Aim and Objectives: This retrospective research analyzes the cytological features of hepatic masses, with particular reference to pattern assessment, cellular and nuclear details along with background characteristics of note which could define differentiating characteristics of hepatocellular carcinoma from metastatic malignancy. Accompanying clinico-radiological and biochemical parameters that could be helpful in this regard were also studied. An attempt was also made to distinguish the features characteristic to different grades of hepatocellular carcinoma (HCC).
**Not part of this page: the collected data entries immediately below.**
PR #151, opened 2015-12-23
WICKET-6055 Made AjaxLazyLoadPanel non-blocking

dashorst:
When having multiple AjaxLazyLoadPanels on your page, they all block
their Wicket request thread until the content is ready to load. This
can be problematic when you try to wait for some background job to
finish and want to poll for that job to be ready, and only then update
the contents.

The improvement would be to add a method that gives the developer the
option to not update just yet (isReadyForReplacement) and when it
returns true, start the replacement. By default this would return true,
implementing the current behavior of the AjaxLazyLoadPanel.

Furthermore to improve the responsiveness of the ALLP it should add a
single timer to the page that can be used by multiple ALLPs to update
themselves. The timer would poll each second and the ALLPs would use
Wicket's event bus to update themselves. With some reference counting,
the timer can remove itself from the page when all ALLPs have updated
themselves.

This enables refreshing the page as well when outside an AJAX context,
or having a user be impatient and pressing F5.

Fixes WICKET-6055

### DIFF
--- a/wicket-examples/src/main/java/org/apache/wicket/examples/ajax/builtin/LazyLoadingPage.java
+++ b/wicket-examples/src/main/java/org/apache/wicket/examples/ajax/builtin/LazyLoadingPage.java
@@ -100,9 +100,7 @@ public class LazyLoadingPage extends BasePage
 				{
 					try
 					{
-						System.out.println("Starting sleep");
 						Thread.sleep(seconds * 1000);
-						System.out.println("Slept " + seconds + " seconds");
 					}
 					catch (InterruptedException e)
 					{
--- a/wicket-examples/src/main/java/org/apache/wicket/examples/ajax/builtin/LazyLoadingPage.java
+++ b/wicket-examples/src/main/java/org/apache/wicket/examples/ajax/builtin/LazyLoadingPage.java
@@ -16,38 +16,100 @@
  */
 package org.apache.wicket.examples.ajax.builtin;
 
+import java.util.Random;
+
 import org.apache.wicket.Component;
 import org.apache.wicket.extensions.ajax.markup.html.AjaxLazyLoadPanel;
 import org.apache.wicket.markup.html.basic.Label;
+import org.apache.wicket.markup.html.link.Link;
+import org.apache.wicket.markup.html.panel.EmptyPanel;
+import org.apache.wicket.markup.repeater.RepeatingView;
+import org.apache.wicket.util.time.Duration;
 
-/**
- * @author jcompagner
- */
+@SuppressWarnings({ "javadoc", "serial" })
 public class LazyLoadingPage extends BasePage
 {
-	/**
-	 * Construct.
-	 */
+	private Random r = new Random();
+
 	public LazyLoadingPage()
 	{
-		add(new AjaxLazyLoadPanel("lazy")
+		add(new Link<Void>("startNonblocking")
 		{
-
 			@Override
-			public Component getLazyLoadComponent(String id)
+			public void onClick()
 			{
-				// sleep for 5 seconds to show the behavior
-				try
-				{
-					Thread.sleep(5000);
-				}
-				catch (InterruptedException e)
-				{
-					throw new RuntimeException(e);
-				}
-				return new Label(id, "Lazy Loaded after 5 seconds");
+				addNonBlockingPanels();
 			}
-
 		});
+		add(new Link<Void>("startBlocking")
+		{
+			@Override
+			public void onClick()
+			{
+				addBlockingPanels();
+			}
+		});
+
+		add(new EmptyPanel("lazy"));
+		add(new EmptyPanel("lazy2"));
+	}
+
+	private void addNonBlockingPanels()
+	{
+		RepeatingView rv;
+		addOrReplace(rv = new RepeatingView("lazy"));
+
+		for (int i = 0; i < 10; i++)
+			rv.add(new AjaxLazyLoadPanel(rv.newChildId())
+			{
+				private static final long serialVersionUID = 1L;
+
+				private long startTime = System.currentTimeMillis();
+
+				private int seconds = r.nextInt(10);
+
+				@Override
+				protected boolean isReadyForReplacement()
+				{
+					return Duration.milliseconds(System.currentTimeMillis() - startTime)
+						.seconds() > seconds;
+				}
+
+				@Override
+				public Component getLazyLoadComponent(String id)
+				{
+					return new Label(id, "Lazy Loaded after " + seconds + " seconds");
+				}
+			});
+	}
+
+	private void addBlockingPanels()
+	{
+		RepeatingView rv;
+		addOrReplace(rv = new RepeatingView("lazy2"));
+
+		for (int i = 0; i < 10; i++)
+			rv.add(new AjaxLazyLoadPanel(rv.newChildId())
+			{
+				private static final long serialVersionUID = 1L;
+
+				private int seconds = r.nextInt(10);
+
+				@Override
+				public Component getLazyLoadComponent(String markupId)
+				{
+					try
+					{
+						System.out.println("Starting sleep");
+						Thread.sleep(Duration.seconds(seconds).getMilliseconds());
+						System.out.println("Slept " + seconds + " seconds");
+					}
+					catch (InterruptedException e)
+					{
+					}
+					return new Label(markupId,
+						"Lazy loaded after blocking the Wicket thread for " + seconds + " seconds");
+				}
+			});
 	}
 }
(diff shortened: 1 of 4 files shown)


wicket-extensions/src/main/java/org/apache/wicket/extensions/ajax/markup/html/AjaxLazyLoadPanel.java
```diff
@@ -187,8 +237,56 @@ public Component getLoadingComponent(final String markupId)
...
+	 *            The components markupid.
+	 * @return The component that must be lazy created.
+	 */
+	public abstract Component getLazyLoadComponent(String markupId);
+
+	/**
+	 * The AJAX timer for updating the AjaxLazyLoadPanel. Is designed to be a page-local singleton
+	 * keeping track of multiple LazyLoadPanels using reference counting.
+	 */
+	private class AjaxLazyLoadTimer extends AbstractAjaxTimerBehavior
```
svenmeier: This should probably be static to prevent a dangling reference to the surrounding component.

wicket-extensions/src/main/java/org/apache/wicket/extensions/ajax/markup/html/AjaxLazyLoadPanel.java
```diff
@@ -187,8 +237,56 @@ public Component getLoadingComponent(final String markupId)
...
+	{
+		private static final long serialVersionUID = 1L;
+
+		private int lazyLoadPanels = 0;
```
svenmeier: Counting all loading panels might be problematic: What if one (or one of its parents) is removed from the component hierarchy? The timer will keep requesting until forever.
How about broadcasting the AjaxLazyLoadTimer to all components, giving them the opportunity to keep the timer running?

    ((AjaxLazyLoadTimer)event.getPayload()).notReadyForReplacement();

If any of the panels is not ready yet, the timer has to keep running.

wicket-extensions/src/main/java/org/apache/wicket/extensions/ajax/markup/html/AjaxLazyLoadPanel.java
dashorst: It would not pose a problem and make the code simpler. With static I have to get the component's page and ran into a order problem of removing the behavior from the page and trying to change the page's meta data. The dangling reference is only a problem when you have memory constraints, but then the lazyloadpanel's reference would not be your biggest problem. Regardless I've changed it to be static.

wicket-extensions/src/main/java/org/apache/wicket/extensions/ajax/markup/html/AjaxLazyLoadPanel.java
dashorst: Fixed it by tracking the panels directly.

wicket-examples/src/main/java/org/apache/wicket/examples/ajax/builtin/LazyLoadingPage.java
```diff
@@ -16,38 +16,100 @@
...
+				private static final long serialVersionUID = 1L;
+
+				private int seconds = r.nextInt(5);
+
+				@Override
+				public Component getLazyLoadComponent(String markupId)
+				{
+					try
+					{
+						System.out.println("Starting sleep");
```
martin-g: Use Logger instead.

wicket-extensions/src/main/java/org/apache/wicket/extensions/ajax/markup/html/AjaxLazyLoadPanel.java
```diff
@@ -139,56 +182,176 @@ protected void handleCallbackScript(final IHeaderResponse response,
...
+	 */
+	private static class AjaxLazyLoadTimer extends AbstractAjaxTimerBehavior
+	{
+		private static final long serialVersionUID = 1L;
+
+		private final List<AjaxLazyLoadPanel> lazyLoadPanels = new ArrayList<>();
+
+		public AjaxLazyLoadTimer()
+		{
+			super(Duration.ONE_SECOND);
```
martin-g: +1 to make the duration configurable, e.g. overridable method in AjaxLazyLoadPanel.

wicket-extensions/src/main/java/org/apache/wicket/extensions/ajax/markup/html/AjaxLazyLoadPanel.java
```diff
@@ -74,63 +106,74 @@ public AjaxLazyLoadPanel(final String id, final IModel<?> model)
...
+	{
+		super.onInitialize();
+
+		// when the timer is not yet installed add it
+		AjaxLazyLoadTimer timer = getLazyLoadTimer();
+		if (timer == null)
+		{
+			timer = new AjaxLazyLoadTimer();
+			setLazyLoadTimer(timer);
+			getPage().add(timer);
```
martin-g: I think there is no need to keep two references to the timer in the page.
You can use `page.getBehaviors(AjaxLazyLoadTimer.class).get(0)` to get the reference. No need of meta data.

wicket-examples/src/main/java/org/apache/wicket/examples/ajax/builtin/LazyLoadingPage.java
dashorst: oopsie, this one should've been removed.

wicket-extensions/src/main/java/org/apache/wicket/extensions/ajax/markup/html/AjaxLazyLoadPanel.java
dashorst: Can't. The timer is a single instance for all ALLP's on a page. The reason for using just one timer is that when you have more, you get a barrage of events fired at your server and you don't want that (I've seen the horror). A single timer is the best compromise for this. I've thought about increasing the timer the longer the wait takes, but decided against it because as a user you want direct feedback. A timer of a second is a rather nice compromise between request pressure on the server and wait time for the user.

wicket-extensions/src/main/java/org/apache/wicket/extensions/ajax/markup/html/AjaxLazyLoadPanel.java
```diff
@@ -139,56 +182,176 @@ protected void handleCallbackScript(final IHeaderResponse response,
...
 		}
 		super.onBeforeRender();
 	}
 
+	@Override
+	public void onEvent(IEvent<?> event)
+	{
+		super.onEvent(event);
+
+		if (state == LoadingState.REPLACING_LAZY_COMPONENT)
```
svenmeier: Shouldn't #onEvent() check for a specific event? If other events are sent through the component hierarchy (e.g. when any other Ajax request is processed), the lazy component might be replaced prematurely.

martin-g:
@dashorst What is the status here? Can I help somehow ?

wicket-extensions/src/main/java/org/apache/wicket/extensions/ajax/markup/html/AjaxLazyLoadPanel.java
dashorst: The `ALLT` is per-page. Perhaps we can check if the Page implements a special settings interface e.g. `IAjaxLazyLoadTimerSettings` and retrieve the duration from that?

wicket-extensions/src/main/java/org/apache/wicket/extensions/ajax/markup/html/AjaxLazyLoadPanel.java
dashorst: No, as `isReadyForReplacement()` is actually there for preventing replacement prematurely. Why would you wait until some time in the future to do the replacement when you can replace now and the component is ready for replacement?

wicket-extensions/src/main/java/org/apache/wicket/extensions/ajax/markup/html/AjaxLazyLoadPanel.java
Jezza: Yeah, I was just about to say, why not delegate it to the page.
That seems like a nice compromise between making sure we don't flood the server, and we can control the polling time.

Jezza: Or go one step futher, and make it a parent interface.
So, you just call findParent(IAjaxLazyLoadTimerSettings.class), and that way we have even more control over it, and it will still work when attached only to a page.

martin-g:
@dashorst Ping!

dashorst:
Any comments about configuring the duration of the polling timer? I'm inclined to just defer that to a specific user request rather than implement it directly. Perhaps someone comes up with a better solution to configure the duration than what we have now. I'd rather wait for the need and a good solution than implement a solution that paints us in the corner.

svenmeier:
I've wrapped my ideas about this topic in #240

Method: FNAC of 114 hepatic neoplastic lesions received during a two years period in the pathology department of a tertiary care hospital were retrospectively analyzed. Clinico-radiological and biochemical parameters were correlated, and data thus retrieved was analyzed statistically for relevance. Results: Males were predominantly affected both by primary and metastatic malignancy with primary over 60 years of age. Jaundice, history of prior alcohol consumption, pre-existing liver disease, elevated LFT along with AFP levels >400 ng/ml was seen in significant cases of hepatocellular carcinoma. Radiologically, metastasis showed multiple lesions with most cases less than 5cms in diameter with invasion of adjacent structures. Analysis of three characteristic cytological features including presence of cytoplasmic bile, intranuclear inclusions and traversing blood vessel was carried out and it was observed that the highest chance of tumor being HCC was when all three were seen. After analyzing features to differentiate between the different grades of HCC it was observed that as the grades progressed the cells became undifferentiated and similarities increased. Cytohistological correlation was seen in 91.3% of cases of primary and 86.9% of metastatic malignancies.
Conclusion: Close attention to cytological features like cell clusters, intranuclear inclusions, endothelial rimming in conjunction with radiological images and biochemical markers provide valuable pointers in distinguishing between primary HCC and hepatic metastatic carcinomas thus obviating the need of invasive procedures.